L'ELEZIONE DEL PRESIDENTE

E’ indubbiamente una persona “seria”; è indubbiamente uno che non guarda alla carriera: l’ha già fatta; è un politico che ha fatto strada con la serietà tenuta sempre in punta di fioretto, ma anche con la morte dentro il cuore per la brutale uccisione del fratello da parte della Mafia.
Ancora non l’ho mai visto ridere e neppure sorridere, eppure ce ne sarebbe stato motivo; magari sembrava uno che non è felice di quanto gli è caduto addosso, ma che lo sta subendo; è invece così sicuramente non è stato.
Se mi posso permettere un consiglio: sorrida di più e, magari, qualche volta, arrivo addirittura a ridere; agli italiani questo piace, guardi come viene amato il nostro premier Renzi che ride quasi in continuazione quando è davanti alle telecamere.
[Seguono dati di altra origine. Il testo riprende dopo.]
PR #1271, opened 2020-01-21
Fix incorrect emission of CLK_HROW_R_CK_GCLKx_ACTIVE features

mkurc-ant:
This PR targets to fix https://github.com/SymbiFlow/symbiflow-arch-defs/issues/1239

A `CLK_HROW_R_CK_GCLKx_ACTIVE` feature has to be emitted even when a `CLK_HROW` tile does not have any active bels and a clock signal is just routed through it.

This is done by attaching `CLK_HROW_R_CK_GCLKx_ACTIVE` features to edges that trigger `*_ENABLE_ABOVE` and `_*ENABLE_BELOW` features. The additional annotation takes into account neighborhood of `CLK_BUFG_REBUF` tiles in such way that `CLK_HROW_R_CK_GCLKx_ACTIVE` is emitted only if there is a `CLK_HROW` tile in the nearest vicinity.


xc7/utils/prjxray_routing_import.py
```diff
@@ -111,7 +111,49 @@ def populate_bufg_rebuf_map(conn):
...
+    for i, tile_name in enumerate(rebuf_and_hrow_tiles):
+        if tile_name is not None and tile_name.startswith("CLK_BUFG_REBUF"):
+
+            rebuf_to_hrow_map[tile_name] = {
+                "above": maybe_get_clk_hrow(i - 1),
+                "below": maybe_get_clk_hrow(i + 1),
+            }
+
+
+# Find nodes touching rebuf wires.
```
litghost: Comment indent is wrong?

xc7/utils/prjxray_routing_import.py
```diff
@@ -111,7 +111,49 @@ def populate_bufg_rebuf_map(conn):
 
     cur = conn.cursor()
 
-    # Find nodes touching rebuf wires.
+    # Find CLK_HROW_TOP_R, CLK_HROW_TOP_R and REBUF tiles.
```
litghost: Please move the map construction to a function.  Consider writing a pytest for the function?

xc7/tests/gclk_active/gclk_through.v
```diff
@@ -0,0 +1,15 @@
+module top (
+  input  wire clk,
+  output wire out
+);
+
+// ============================================================================
+
+wire clk_g;
+
+(* LOC="BUFGCTRL_X0Y0" *)
```
litghost: Is this LOC really needed?  I suspect not?

mkurc-ant: It is to ensure that the test design triggers the condition that is meant to be testsed. You're right that in 99.9% of cases the placer will use correct BUFG site, but I want to eliminate that 0.1% in which it may not.

xc7/utils/prjxray_routing_import.py
mkurc-ant: Fixed.

xc7/utils/prjxray_routing_import.py
mkurc-ant: I moved it to a function. However developing a test is problematic as the function relies on data from the `channels.db`

PR #2821, opened 2022-07-27
Fix QuickLogic install job

lpawelcz:
This PR moves QuickLogic installed toolchain tests to a separate job in order to fix package generation for QL. It also fixes some inconsistencies in locations of utility scripts. This PR is Cross-dependent with: https://github.com/chipsalliance/f4pga/pull/587

### DIFF
--- a/.github/workflows/Tests.yml
+++ b/.github/workflows/Tests.yml
@@ -60,6 +60,15 @@ jobs:
       - Linux
       - X64
 
+    strategy:
+      fail-fast: false
+      matrix:
+        install:
+          - install_xc7
+          - install_ql
+
+    name: ${{ matrix.install }}
+
     env:
       MAX_CORES: 80
       GHA_EXTERNAL_DISK: "tools"
@@ -72,7 +81,7 @@ jobs:
           submodules: recursive
 
       - name: '🚧 Execute test script'
-        run: stdbuf -i0 -o0 -e0 ./.github/scripts/install.sh
+        run: stdbuf -i0 -o0 -e0 ./.github/scripts/${{ matrix.install }}.sh
 
       - name: '📤 Upload artifact: arch-defs packages'
         uses: actions/upload-artifact@v3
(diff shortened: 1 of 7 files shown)


.github/workflows/Tests.yml
```diff
@@ -60,6 +60,15 @@ jobs:
...
       - X64
 
+    strategy:
+      fail-fast: false
+      matrix:
+        install:
+          - xc7
+          - ql
+
+    name: ${{ matrix.install }}
```
umarcor, line 70: Please use `name: install-${{ matrix.install }}`. There is another job named xc7 in the Test matrix, and it might be confusing.

lpawelcz: I edited the whole job name inside `install` matrix. Is that ok?

lpawelcz:
Also cross-dependent with: https://github.com/chipsalliance/f4pga-examples/pull/338

umarcor (commented):
LGTM!

It feels that `install_ql.sh` and `install_xc7.sh` might be combined into a single script that accepts an argument to select the family. Nonetheless, that's out of scope of this PR. We can handle it afterwards.

On the other hand, I don't see where is `ql.sh` used at the moment. Again, not relevant to this PR, but we should have a look at it later.

I won't mark this as approved now, because we need to wait until CI is green and then remove the temporary commit to use the f4pga branch. Other than that, very nice work. Congrats!

lpawelcz:
@umarcor `ql.sh` is used in this test: https://github.com/SymbiFlow/f4pga-arch-defs/blob/a11cc174344c83bfb2cc8db77b5ba3abf9c17f82/.github/workflows/Tests.yml#L28
It runs a series of test designs from internal cmake infrastructure while `install_ql` installs the toolchain and uses it directly.

lpawelcz:
CI went green with temporary reference to custom `f4pga` branch.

Ci siamo ritrovati ad avere un democristiano di vecchia data al potere in alternanza al potere della sinistra del premier Renzi e del partito democratico; Ed anche questo dell’alternanza al potere è una delle tante finzioni di cui si nutre la democrazia, e questo appare particolarmente evidente nei sistemi bipolari o bipartitici, soprattutto oggi, in una società senza più classi, composta da un indifferenziato ceto medio e dove, dopo la caduta del comunismo ”storico”, tutti i partirti, a parte qualche eccezione senza rilievo, sono a favore di quel libero mercato che, insieme al modello industriale + il meccanismo reale che detta le condizioni della nostra esistenza, i nostri  stili e ritmi di vita e di cui la democrazia e solo l’involucro legittimante, la carta più o meno luccicante che ricopre questa caramella avvelenata.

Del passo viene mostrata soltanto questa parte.